Data Quality Manager (aka DQM) is a platform dedicated to data quality issues detection, especially in the context of online advertising.
A typical DQM deployment relies on Google Cloud Platform (GCP) App Engine.
All you need is to create a GCP project, and copy/paste the following command in the Cloud Shell console:
wget -qO dqm.py https://raw.githubusercontent.com/google/dqm/master/installer.py && python3 dqm.py
You will be prompted when needed during the process.
DQM is made of two components:
- A backend (Python, Django) to execute/store checks.
- A frontend (Typescript, VueJS) to allow users to plan/execute/monitor checks.
- A GCP project.
- The Google Cloud SDK (command line interface) installed on your local machine.
- The pipenv Python package manager installed on your local machine.
- The Node.js npm installed on your local machine.
Clone this repository:
git clone https://github.com/google/dqm.git
cd dqm/frontend
npm install
npm run build
Note – DQM is configured to export the build to backend/www
(because the frontend build is intended to ship together with the backend to App Engine, where it will be served "statically").
Activate required APIs, setup database, create App Engine app and get your service account key file by executing the following commands (replace [YOUR GCP PROJECT ID]
by your actual project ID):
cd ../backend
export gcpproject="[YOUR GCP PROJECT ID]"
gcloud config set project $gcpproject
gcloud services enable analytics.googleapis.com
gcloud services enable analyticsreporting.googleapis.com
gcloud sql instances create dqm --region="europe-west1"
gcloud sql databases create dqm --instance=dqm
gcloud sql users create dqmuser --instance=dqm
gcloud app create
gcloud iam service-accounts keys create ./key.json \
--iam-account $gcpproject@appspot.gserviceaccount.com
Note – Of course, you can change values/names in the lines above, but keep in mind that the key.json
file will have to be deployed to App Engine, so it must stay inside the backend
dir anyway.
Because App Engine won't be able to handle Django database migrations (~ tables creation) on the production environment, you'll have to run these migrations from your local machine before actually deploying.
First, get the required Python packages thanks to pipenv:
pipenv install --dev
Set the following environment variables on your local machine:
export DQM_CLOUDSQL_CONNECTION_NAME="[YOUR CLOUD SQL CONNECTION NAME]"
export DQM_CLOUDSQL_DATABASE="dqm"
export DQM_CLOUDSQL_USER="dqmuser"
Note – DQM_CLOUDSQL_CONNECTION_NAME
value should be something like [YOUR GCP PROJECT ID]:us-central1:dqm
. If you're not sure, open the GCP console, navigate to the SQL module and copy the value of the Instance connection name field.
Then, install cloud_sql_proxy
following this procedure (basically, download the binary and make it executable).
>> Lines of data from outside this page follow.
PR #2523, opened 2026-03-13
Enable -fspec-eval and -fspec-eval-dict-fun across all packages

mpscholten:
## Summary
- Add `-fspec-eval` and `-fspec-eval-dict-fun` GHC flags to all 26 IHP library cabal files
- Add flags to production build options in `NixSupport/default.nix` (prodGhcOptions, models package, app-lib package) and `Makefile.dist`
- Regenerated nix files from cabal via `./update-nix-from-cabal.sh`

These flags improve runtime performance by specializing functions on evaluated arguments and dictionary function arguments.

## Test plan
- [ ] Verify IHP compiles with the new flags
- [ ] Run test suite
- [ ] Benchmark runtime performance improvement

### DIFF
--- a/NixSupport/default.nix
+++ b/NixSupport/default.nix
@@ -109,7 +109,7 @@ CABAL_EOF
         DuplicateRecordFields
         OverloadedLabels
         OverloadedRecordDot
-    ghc-options: -Wno-unused-imports -Wno-dodgy-imports -Wno-unused-matches -fspec-eval -fspec-eval-dict-fun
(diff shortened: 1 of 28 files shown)


mpscholten:
Closing: -fspec-eval and -fspec-eval-dictfun are already enabled by default at all optimization levels in GHC 9.10 ([DynFlags.hs#L1305](https://gitlab.haskell.org/ghc/ghc/-/blob/ghc-9.10/compiler/GHC/Driver/DynFlags.hs#L1305)). Adding them explicitly is a no-op. The 8.2% latency improvement in the benchmark was noise (core size was identical).

Issue #280, opened 2020-08-13
Document disabling whole-stage codegen during GloWGR data prep


karenfeng:
@henrydavidge noticed that if multiallelic splitting is enabled during the block matrix creation, the generated method exceeds the JVM JIT limit. This results in a fall back to interpreted mode, which is much slower. We should document disabling whole-stage codegen via `spark.conf.set("spark.sql.codegen.wholeStage", codegen)`.

PR #282, opened 2020-08-17
GloWGR scaling improvements

karenfeng:

- Pushes validation that each row of variants contains the same number of genotype values lazily into the block transformer.
- Disable automatic broadcast merges that are likely to OOM, such as`Caused by: org.apache.spark.sql.execution.OutOfMemorySparkException: Size of broadcasted table far exceeds estimates and exceeds limit of spark.driver.maxResultSize=4294967296. You can disable broadcasts for this query using set spark.sql.autoBroadcastJoinThreshold=-1`
- Adds logging during `transform_loco` for the per-chromosome predictions.
- Adds documentation advising against performing multiallelic splitting in the same query as matrix blocking, related to #280.
- Adds documentation regarding scalability limits. PyArrow indexes its elements with integers; as a result, the size of the vector buffer is limited to the maximum value of an integer (`2,147,483,647`). Vectors are allocated in sizes that are powers of two; the largest power-of-two below this limit is `1,073,741,824`. Each vector buffer contains a data buffer and a validity buffer. The size of the data buffer of 8-byte floats is `(# elements * 8)` and the size of the validity buffer is `(# elements + 63) >> 6) << 3.` Therefore, the maximum number of elements is `132,152,839`. The bottleneck of elements in each sample block/label pair is determined by the following equation: `(# alphas) * (# SNPs/ # SNPs per block) * (# samples / # sample blocks)`. The floats are stored in an array of length `(# samples / # sample blocks)` in each row. There are `(# SNPs/ # SNPs per block) * (# alphas)` rows.

## How is this patch tested?
- [x] Unit tests
- [ ] Integration tests
- [x] Manual tests


core/src/test/scala/io/projectglow/transformers/blockvariantsandsamples/BlockVariantsAndSamplesTransformerSuite.scala
```diff
@@ -150,4 +153,18 @@ class BlockVariantsAndSamplesTransformerSuite extends GlowBaseTest with GlowLogg
...
+      .read
+      .format("vcf")
+      .load(testVcf)
+      .withColumn("values", expr("array_repeat(0.0, INFO_DP)"))
+    val options = Map(VARIANTS_PER_BLOCK -> "10", SAMPLE_BLOCK_COUNT -> "20")
+    val ex = intercept[SparkException] {
+      Glow.transform(TRANSFORMER_NAME, vcfDf, options).show()
+    }
+    assert(ex.getCause.isInstanceOf[RuntimeException])
+    assert(ex.getCause.getMessage.contains("is not true"))
```
henrydavidge, line 168: What does the error message look like here?

docs/source/tertiary/whole-genome-regression.rst
```diff
@@ -380,6 +382,19 @@ Example
...
+Troubleshooting
+---------------
+
+If you encounter limits related to memory allocation in PyArrow, you may need to tune the number of alphas, number of
+variants per block, and/or the number of sample blocks. The default values for these hyperparameters are tuned for
+500,000 variants and 500,000 samples.
+
+
+The known limit is:
+``(# alphas) * (# variants/ # variants per block) * (# samples / # sample blocks) <= 132,152,839``
```
henrydavidge, line 395: Isn't there another limit based on the total number of header blocks?

python/glow/wgr/linear_model/ridge_model.py
```diff
@@ -281,7 +281,7 @@ def transform(self,
             PandasUDFType.GROUPED_MAP)
 
         blocked_prediction_df = blockdf.drop('header_block', 'sort_key') \
-            .join(modeldf.drop('header_block'), ['sample_block', 'header'], 'right') \
+            .join(modeldf.drop('header_block').hint('merge'), ['sample_block', 'header'], 'right') \
```
henrydavidge, line 284: Add a comment about the `'merge'` plz

docs/source/tertiary/whole-genome-regression.rst
karenfeng: The total number of header blocks meaning `(# variants/ # variants per block) * (# sample blocks)`? I haven't encountered bottlenecks during the ridge regression (versus the reduction) step during my testing. This is the limit for any Arrow vector, so we can check that any assembled group during GloWGR is smaller than this scale.

henrydavidge: I see, actually the expression here does depend on the total number of header blocks as you say. Is that definitely during the reduction step? I thought that during reduction we never load in more than one block of the matrix at a time, so the total number of variants should not matter.

Also, I'm very surprised that the number of labels is not in this expression.

core/src/test/scala/io/projectglow/transformers/blockvariantsandsamples/BlockVariantsAndSamplesTransformerSuite.scala
karenfeng: It looks like this: ```java.lang.RuntimeException: '(size(array_repeat(0.0, input[4, int, true]), true) = 17190)' is not true!```

docs/source/tertiary/whole-genome-regression.rst
karenfeng: Sorry, I wrote my last statement incorrectly - this is a bottleneck I encountered during the ridge regression step. In particular, it's in the map step after grouping by sample block and label (hence why the number of labels doesn't matter): https://github.com/projectglow/glow/blob/50afeadb5d980c7216517e1ce7c8572b467d3d02/python/glow/wgr/linear_model/ridge_model.py#L237

In this case, the number of variant blocks (`# variants/ # variants per block`) does matter.

core/src/test/scala/io/projectglow/transformers/blockvariantsandsamples/BlockVariantsAndSamplesTransformerSuite.scala
henrydavidge: Hm, that's an inscrutable error message. If we give the column an informative name, does the alias appear in the error message?

karenfeng: The column is already called `values`; maybe I can re-throw with a more helpful message.

karenfeng: Actually, I'm not sure if we can re-throw in this case as the issue doesn't manifest until the DataFrame is materialized.

core/src/main/scala/io/projectglow/functions.scala
```diff
@@ -341,6 +341,19 @@ object functions {
...
+  /**
+   * Asserts a boolean condition is true.
+   * @group quality_control
+   * @since 0.5.0
+   *
+   * @param condition Boolean condition to check
+   * @param errMsg Error message if condition fails
+   * @return Null if true, or throws an exception if not true
+   */
+  def assert_true_or_error(condition: Column, errMsg: String): Column = withExpr {
```
henrydavidge, line 353: Hm, actually I think it might be better to exclude this from the Python / Scala APIs. I think the use case is pretty narrow, and since this will be in the next release of Spark, I don't think there's much upside to exposing it in our public API.

You can set the `exclude_python` option in the YAML file. We should add an analogous `exclude_scala` flag. I can take care of that if you don't have time.

core/src/main/scala/io/projectglow/transformers/blockvariantsandsamples/VariantSampleBlockMaker.scala
```diff
@@ -20,13 +20,28 @@ import io.projectglow.common.GlowLogging
...
 
+  def validateNumValues(df: DataFrame): DataFrame = {
+    import df.sparkSession.implicits._
+    val expectedNumValues =
+      df.selectExpr("size(values) as numValues").take(1)(0).getAs[Int]("numValues")
+    df.filter(
+      isnull(
+        assert_true_or_error(
+          size(col("values")) === expectedNumValues,
+          "Number of values is inconsistent!")))
```
henrydavidge, line 42: How about "At least one row has an inconsistent number of values (expected x). Please verify that each row contains the same number of values."

henrydavidge (commented):
Sorry, had a few more comments.

henrydavidge (approved):
Nice! LGTM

Once installed, you can launch the cloud_sql_proxy
daemon, which will route your local app database traffic to your production GCP SQL database.
./cloud_sql_proxy -instances="$DQM_CLOUDSQL_CONNECTION_NAME"=tcp:3306 &
Finally, let Django create the database tables and fields:
pipenv run python manage.py makemigrations
pipenv run python manage.py makemigrations dqm
pipenv run python manage.py migrate
App Engine relies on the app.yaml
file to configure your app's settings. Update the env_variables
section with your values:
#...
env_variables:
CLOUDSQL_CONNECTION_NAME: "[YOUR CLOUD SQL CONNECTION NAME]"
CLOUDSQL_USER: "dqmuser"
CLOUDSQL_DATABASE: "dqm"
DQM_SERVICE_ACCOUNT_FILE_PATH: "key.json"
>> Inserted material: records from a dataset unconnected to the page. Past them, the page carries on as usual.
PR #283, opened 2020-08-19
Validate array types when converting from variant contexts to internal rows

henrydavidge:
Previously, when converting variant contexts to internal rows, we could throw confusing errors if the inner type of an array typed format field was not consistent between the expected schema and the variant context. Rather than receive a clear error that we expected type x for field y, the user would see a cryptic internal Spark error because of the type mismatch.

Now, we explicitly validate the elements in the variant context's collection type.

Note that compiler warnings could have tipped us off to the fact that we allowed bad values into the internal rows. As a future task, we should make compiler warnings (except probably deprecation warnings) fatal.

## How is this patch tested?
- [x] Unit tests
- [ ] Integration tests
- [x] Manual tests

(Details)

### DIFF
--- a/core/src/main/scala/io/projectglow/vcf/VariantContextToInternalRowConverter.scala
+++ b/core/src/main/scala/io/projectglow/vcf/VariantContextToInternalRowConverter.scala
@@ -601,7 +601,7 @@ class VariantContextToInternalRowConverter(
     obj match {
       case null => null
       case VCFConstants.MISSING_VALUE_v4 => null
-      case arr: Array[T] =>
+      case arr: Array[AnyRef] =>
         var i = 0
         while (i < arr.length) {
           require(
@@ -611,8 +611,9 @@ class VariantContextToInternalRowConverter(
         }
 
         arr.asInstanceOf[Array[Any]]
-      case arr: Array[R] if primitiveConverter.isDefined => arr.map(primitiveConverter.get)
-      case l: JList[T] =>
+      case arr: Array[_] if primitiveConverter.isDefined =>
+        arr.map(el => primitiveConverter.get(el.asInstanceOf[R]))
+      case l: JList[_] =>
         val arr = new Array[Any](l.size)
         var i = 0
         while (i < arr.length) {
@@ -631,7 +632,7 @@ object VariantContextToInternalRowConverter {
   def parseObjectAsString(obj: Object): String = {
     obj match {
       case d: JDouble => d.toString
-      case dArray: Array[Double] =>
+      case dArray: Array[_] =>
         val sArray = new Array[String](dArray.length)
         var i = 0
         while (i < dArray.length) {
@@ -639,7 +640,7 @@ object VariantContextToInternalRowConverter {
           i += 1
         }
         VCFEncoderUtils.formatVCFField(sArray)
-      case dList: JList[Double] =>
+      case dList: JList[_] =>
         val sArray = new Array[String](dList.size)
         var i = 0
         while (i < dList.size) {
--- a/core/src/main/scala/io/projectglow/vcf/VariantContextToInternalRowConverter.scala
+++ b/core/src/main/scala/io/projectglow/vcf/VariantContextToInternalRowConverter.scala
@@ -602,7 +602,7 @@ class VariantContextToInternalRowConverter(
       case arr: Array[T] =>
         var i = 0
         while (i < arr.length) {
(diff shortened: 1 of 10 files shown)


core/src/test/scala/io/projectglow/vcf/VariantContextToInternalRowConverterSuite.scala
```diff
@@ -175,6 +175,33 @@ class VariantContextToInternalRowConverterSuite extends VCFConverterBaseTest {
...
+    def expectFailure(gp: Any): Unit = {
+      val vc = vcb.genotypes(new GenotypeBuilder().attribute("GP", gp).make()).make()
+      intercept[IllegalArgumentException] {
+        strictConverter.convertRow(vc, isSplit = false)
+      }
+    }
+
+    expectFailure(new JArrayList[Integer](Seq(1: Integer).asJavaCollection))
+    expectFailure(Array[Integer](1: Integer))
+    expectFailure(Array[Int](1))
```
karenfeng, line 193: Let's also add a success case as a sanity check, and to clarify why these are failing.

core/src/test/scala/io/projectglow/vcf/VariantContextToInternalRowConverterSuite.scala
```diff
@@ -175,6 +175,33 @@ class VariantContextToInternalRowConverterSuite extends VCFConverterBaseTest {
...
+  }
+
+  test("convert primitive array") {
+    val vcb = new VariantContextBuilder()
+    vcb.chr("").start(1).stop(1)
+    val refAllele = Allele.create("A", true)
+    vcb.alleles(Seq(refAllele).asJava)
+    val vc = vcb.genotypes(new GenotypeBuilder().attribute("GP", Array(1.0d)).make()).make()
+    strictConverter.convertRow(vc, isSplit = false)
```
karenfeng, line 202: Should we check that this did what we expected?

core/src/main/scala/io/projectglow/vcf/VariantContextToInternalRowConverter.scala
```diff
@@ -594,18 +595,32 @@ class VariantContextToInternalRowConverter(
...
+      primitiveConverter: Option[R => T] = None)(implicit ct: ClassTag[T]): Array[Any] =
     obj match {
       case null => null
       case VCFConstants.MISSING_VALUE_v4 => null
-      case arr: Array[T] => arr.asInstanceOf[Array[Any]]
-      case arr: Array[R] if primitiveConverter.isDefined => arr.map(primitiveConverter.get)
-      case l: JList[T] =>
+      case arr: Array[AnyRef] =>
+        var i = 0
+        while (i < arr.length) {
```
karenfeng, line 606: Do we have to check for every element, or is just the head enough?

core/src/main/scala/io/projectglow/vcf/VariantContextToInternalRowConverter.scala
```diff
@@ -594,18 +595,32 @@ class VariantContextToInternalRowConverter(
...
+
+        arr.asInstanceOf[Array[Any]]
+      case arr: Array[_] if primitiveConverter.isDefined =>
+        arr.map(el => primitiveConverter.get(el.asInstanceOf[R]))
+      case l: JList[_] =>
         val arr = new Array[Any](l.size)
         var i = 0
         while (i < arr.length) {
           arr(i) = l.get(i)
+          require(
```
karenfeng, line 621: Same question here - do we have to check every element?

core/src/test/scala/io/projectglow/vcf/VariantContextToInternalRowConverterSuite.scala
henrydavidge: That's why I added the following test

core/src/main/scala/io/projectglow/vcf/VariantContextToInternalRowConverter.scala
henrydavidge: It is possible for each element to have a different type if the original collection type was like `Array[Object]`. Knowing htsjdk, I wouldn't count against that.

karenfeng: OOC, does this add to the runtime significantly?

PR #287, opened 2020-08-26
Use python functions instead of string expressions in docs

henrydavidge:

Some of our docs pages were written before we generated Python functions for our various expressions. Now that we have a more thorough Python API, we should use it in the documentation examples.

Also, I clarified the conversion to a 0-based coordinate system when ingesting VCF files.

## How is this patch tested?
- [x] Unit tests
- [ ] Integration tests
- [x] Manual tests

(Details)


henrydavidge:
That makes sense. Let's plan on doing that in a followup.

You're now ready to deploy:
gcloud app deploy
gcloud app browse
gcloud app logs tail -s default
DQM has no per-user access restriction, but you do so by enabling GCP Identity-Aware Proxy (IAP).
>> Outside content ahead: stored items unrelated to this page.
PR #291, opened 2020-09-04
Spark Cross Release

kianfar77:

This PR modifies build.sbt to cross release glow for 
- Spark3 Scala 2.12 
- Spark2 Scala 2.12
- Spark2 Scala 2.11.

## How is this patch tested?
I ran a round of test release and all worked well. 

(Details)

### DIFF
--- a/build.sbt
+++ b/build.sbt
@@ -323,7 +323,7 @@ lazy val stagedRelease = (project in file("core/src/test"))
     unmanagedSourceDirectories in Test += baseDirectory.value / "shim" / majorMinorVersion(
       sparkVersion.value),
     libraryDependencies ++= testSparkDependencies.value ++ testCoreDependencies.value :+
-    "io.projectglow" %% s"glow_spark${majorVersion(sparkVersion.value)}_scala" % stableVersion.value % "test",
+    "io.projectglow" %% s"glow-spark${majorVersion(sparkVersion.value)}-scala" % stableVersion.value % "test",
     resolvers := Seq("bintray-staging" at "https://dl.bintray.com/projectglow/glow"),
     org
       .jetbrains
--- a/build.sbt
+++ b/build.sbt
@@ -378,8 +378,8 @@ crossReleaseStep(runTest, true) ++
 Seq(
   setReleaseVersion,
   updateStableVersion,
-//    commitReleaseVersion,
-//    commitStableVersion,
+  commitReleaseVersion,
+  commitStableVersion,
   tagRelease
 ) ++
 crossReleaseStep(publishArtifacts, false) ++
--- a/build.sbt
+++ b/build.sbt
@@ -354,7 +354,7 @@ def crossReleaseStep(step: ReleaseStep, requiresPySpark: Boolean): Seq[ReleaseSt
     if (requiresPySpark) "changePySparkVersion" else "")
 
   Seq(
-//    updateCondaEnvStep,
+    updateCondaEnvStep,
 //    releaseStepCommandAndRemaining(s"""set ThisBuild / sparkVersion := "$spark3""""),
 //    releaseStepCommandAndRemaining(s"""set ThisBuild / scalaVersion := "$scala212""""),
 //    step,
--- a/build.sbt
+++ b/build.sbt
@@ -340,7 +340,7 @@ releaseCrossBuild := false
 
 lazy val changePySparkVersion = taskKey[Unit]("changePySparkVersion ")
 changePySparkVersion := {
-  s"conda remove -n glow pyspark ; conda install -n glow pyspark=$sparkOld" !
+  "conda remove -n glow pyspark" !; s"conda install -n glow pyspark=$sparkOld" !
 }
 
 lazy val updateCondaEnv = taskKey[Unit]("Update Glow Env To Latest Version")
--- a/build.sbt
+++ b/build.sbt
@@ -10,7 +10,18 @@ import sbt.nio.Keys._
 lazy val scala212 = "2.12.8"
 lazy val scala211 = "2.11.12"
 
-lazy val sparkVersion = sys.env.getOrElse("SPARK_VERSION", "3.0.0")
+lazy val spark2 = "2.4.5"
+lazy val spark3 = "3.0.0"
+
+lazy val sparkVersion = settingKey[String]("sparkVersion")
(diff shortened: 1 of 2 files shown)


build.sbt
```diff
@@ -312,15 +335,36 @@ lazy val stagedRelease = (project in file("core/src/test"))
...
+
+lazy val updateCondaEnv = taskKey[Unit]("Update Glow Env To Latest Version")
+updateCondaEnv := {
+  "conda env update -f python/environment.yml" !
+}
+
+def crossReleaseStep(step: ReleaseStep, test: Boolean): Seq[ReleaseStep] = {
+  val updateCondaEnvStep = releaseStepCommandAndRemaining(if (test) "updateCondaEnv" else "")
+  val downVersionPySparkStep = releaseStepCommandAndRemaining(
+    if (test) "downVersionPySpark" else "")
```
kianfar77, line 354: I assume and my tests verify that pyspark is only needed at the ``runTest`` stage and not at ``publishArtifacts`` or ``stagedRelease/test``. So I set pyspark version changes to be applied only for ``runTest``. Let me know if this is not true.

henrydavidge:
@kianfar77 I think we're missing the script to change the pyspark version?

build.sbt
```diff
@@ -312,15 +335,36 @@ lazy val stagedRelease = (project in file("core/src/test"))
...
+downVersionPySpark := {
+  "./downversion-pyspark.sh" !
+}
+
+lazy val updateCondaEnv = taskKey[Unit]("Update Glow Env To Latest Version")
+updateCondaEnv := {
+  "conda env update -f python/environment.yml" !
+}
+
+def crossReleaseStep(step: ReleaseStep, test: Boolean): Seq[ReleaseStep] = {
```
henrydavidge, line 351: Might be more clear to call this parameter "requiresPyspark" or "updatePysparkVersion"

henrydavidge (commented):
Looks reasonable to me. I'll give @karenfeng a chance to take a look if she has time. If not, I'll give the final approval.

build.sbt
```diff
@@ -312,15 +335,36 @@ lazy val stagedRelease = (project in file("core/src/test"))
 
 import ReleaseTransformations._
 
-// Don't use sbt-release's cross facility	
+// Don't use sbt-release's cross facility
 releaseCrossBuild := false
 
-def crossReleaseStep(step: ReleaseStep): Seq[ReleaseStep] = {
+lazy val downVersionPySpark = taskKey[Unit]("Replace PySpark")
```
karenfeng, line 341: To future-proof this for PySpark 3.0.1+ and avoid hard-coding this, I think it'd be useful to change this to "changePysparkVersion" and accept a parameter so we can toggle versions more freely without adding a bespoke task per version.

build.sbt
karenfeng: I agree they won't be needed for `publishArtifacts` and `stagedRelease` - both only touch the Scala side.

build.sbt
```diff
@@ -312,15 +335,36 @@ lazy val stagedRelease = (project in file("core/src/test"))
...
+downVersionPySpark := {
+  "./downversion-pyspark.sh" !
```
karenfeng, line 343: You've checked in a `txt` I believe - can you double-check?

karenfeng (commented):
Thanks for working on this Kiavash! Looks good so far. Let me know when you're ready for another pass.

build.sbt
kianfar77: Done

build.sbt
kianfar77: I parametrized it to sparkOld. Assumption is that the environment.yml file has the sparkNew version of pyspark.

build.sbt
kianfar77: Great

build.sbt
kianfar77: I removed the sh file and inlined the script.

kianfar77:
> @kianfar77 I think we're missing the script to change the pyspark version?

I inlined the script.

build.sbt
```diff
@@ -7,10 +7,21 @@ import sbt.Keys._
 import sbt.librarymanagement.ModuleID
 import sbt.nio.Keys._
 
-lazy val scala212 = "2.12.8"
-lazy val scala211 = "2.11.12"
+lazy val scalaNew = "2.12.8"
```
henrydavidge, line 10: nit: I think it's better to keep descriptive names like 212 and 211. "new" and "old" tend to not age well.

build.sbt
```diff
@@ -7,10 +7,21 @@ import sbt.Keys._
...
+lazy val scalaOld = "2.11.12"
 
-lazy val sparkVersion = sys.env.getOrElse("SPARK_VERSION", "3.0.0")
+lazy val sparkNew = "3.0.0"
```
henrydavidge, line 13: likewise, I think we should use `spark3` and `spark2`

build.sbt
```diff
@@ -144,30 +161,30 @@ lazy val root = (project in file(".")).aggregate(core, python, docs)
...
+        "Only supported Scala versions are: " + Seq(scalaOld, scalaNew))
   }
 }
 
 lazy val core = (project in file("core"))
   .settings(
     commonSettings,
     functionGenerationSettings,
-    name := "glow",
+    name := s"glow_spark${majorVersion(sparkVersion.value)}_scala",
```
henrydavidge, line 176: are you sure we want the `_scala`? sbt usually adds that automatically. Also, I think it's a bit more common to use `-` instead of `_` in artifact names. See search results for example: https://mvnrepository.com/search?q=spark2.

henrydavidge (commented):
Had a few questions / minor comments

build.sbt
kianfar77: reverted

build.sbt
kianfar77: reverted

build.sbt
kianfar77: changed _ to -. 
I think it is better to keep scala. sbt adds _2.11 or _2.12 which will look confusing: glow spark3_2.11. Even the currently release artifacts are confusing glow_2.11. It looks as if 2.11 is version of glow or part of version of spark.

henrydavidge (approved):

Start backend server with:
cd dqm/backend
pipenv run python manage.py
If you install/update other Python libs, don't forget to refresh the requirements.txt
file before deploying (App Engine won't read your Pipfile
but the requirements.txt
instead):
pipenv lock --requirements > requirements.txt
pipenv run python manage.py test dqm
Start frontend dev server with:
cd dqm/frontend
npm run serve
- A bunch of new GA related checks to come...
- Planed & asynchronous checks execution.
- Alerting.
- Checking stuff on other Google Marketing Platform tools (DV360, GA360...), Google Ads.